Differential abundance of viral populations and MAGs

Sample abundance of each viral population was calculated as a mean read per kilobase million (RPKM) of all contigs with at least 75% coverage belonging to a VAMB cluster. Differential abundance analysis of all viruses was tested using the Linear-mixed-effect model R-function lmer (lme4 package v. 1.1-26)77. The model used was ‘Virus ~ dysbiosis_index + diagnosis + sex + (1|Subject)’. Subjects were included as random effects to account for the correlations in the repeated measures (denoted as (1 | subject)) and the log-transformed relative abundance of each virus was modelled as a function of diagnosis (a categorical variable with nonIBD as the reference group) and the dysbiosis index (continuous covariate) while adjusting for subjects age as a continuous covariate and sex as a binary variable.

Definition of boxplots

The lower and upper hinges correspond to the first and third quartiles (25th and 75th percentiles).
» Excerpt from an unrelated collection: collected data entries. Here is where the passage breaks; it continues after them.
PR #840, opened 2018-03-05
Fix for build problem with base SDK 2.6.0-beta1

d3r3kk:
This PR solves issue with build, in preparation for the beta2 replacement release.


MS-TimothyMothra:
the build failed, looks like some formatting rules.
you should be able to resolve these by running the Release configuration locally.

PR #859, opened 2018-03-16
Remove duplicated methods across projects and share in Common shared project instead

d3r3kk:
Fix Issue #858 .
Consolidate duplicated methods across projects. Specifically, SdkVersionUtils.

      - no public API changes


runUnitTests.cmd
```diff
@@ -1,7 +1,7 @@
 @echo off
 @setlocal enabledelayedexpansion enableextensions
 
-CALL buildDebug.cmd
+@REM CALL buildDebug.cmd
```
MS-TimothyMothra: what was this for?

MS-TimothyMothra:
Thankyou!

runUnitTests.cmd
d3r3kk: Unintended, I will remove this.

PR #862, opened 2018-03-19
Add parameters to disable/enable strong name validation scripts

d3r3kk:
Script-only fix: Allow scripts to work on machines without a specific .NET windows SDK version.

The scripts previously assume .NET 4.6.2 is installed on a machine. Mine has 4.6.1, and 4.7. Instead of assuming this, use the environment to drive any assumptions and allow for them to be overridden as parameters.


d3r3kk:
I will improve this over the next day or two and re-open it.

PR #865, opened 2018-03-20
Addendum to #854

d3r3kk:
Missed a checkin from #854!
- Covers PR suggestions from @cijothomas from that PR


d3r3kk:
Note that these changes were already approved in #854!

Centre corresponds to the median. The upper and lower whiskers extend from the hinge to the highest and lowest values, respectively, but no further than 1.5 × interquartile range (IQR) from the hinge. IQR is the distance between the first and third quartiles. Data beyond the ends of whiskers are outliers and are plotted individually. This definition is used for all main and supplementary figures displaying a boxplot.